Aim of the exercise
Each of the lines below must be written out exactly as shown.

Data for this task

PR #152, opened 2021-02-04
Release 1.2.0

d4straub:
This is to prepare release 1.2.0, changes see CHANGELOG.md.

PR #154, opened 2021-02-04
Add some quotes and make group names nicer

d4straub:
Adressing comments in #152

### DIFF
--- a/main.nf
+++ b/main.nf
@@ -1009,7 +1009,7 @@ if (params.coassemble_group) {
         set val(name), val(group), file(reads1), file(reads2) from ch_grouped_short_reads
 
         output:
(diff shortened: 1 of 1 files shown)


skrakau (changes requested):
Maybe it would make sense then also to change in `pool_short_reads` and `pool_long_reads`:
the use of of "group${group}" to ${name} (which is "group-${group}") ?

d4straub:
> Maybe it would make sense then also to change in pool_short_reads and pool_long_reads:
the use of of "group${group}" to ${name} (which is "group-${group}") ?

Absolutely, did I forget something?

skrakau (approved):
LGTM :)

Exercise solution
PR #152, opened 2021-02-04
Release 1.2.0

d4straub:
This is to prepare release 1.2.0, changes see CHANGELOG.md.

PR #154, opened 2021-02-04
Add some quotes and make group names nicer

d4straub:
Adressing comments in #152

### DIFF
--- a/main.nf
+++ b/main.nf
@@ -1009,7 +1009,7 @@ if (params.coassemble_group) {
         set val(name), val(group), file(reads1), file(reads2) from ch_grouped_short_reads
 
         output:
(diff shortened: 1 of 1 files shown)


skrakau (changes requested):
Maybe it would make sense then also to change in `pool_short_reads` and `pool_long_reads`:
the use of of "group${group}" to ${name} (which is "group-${group}") ?

d4straub:
> Maybe it would make sense then also to change in pool_short_reads and pool_long_reads:
the use of of "group${group}" to ${name} (which is "group-${group}") ?

Absolutely, did I forget something?

skrakau (approved):
LGTM :)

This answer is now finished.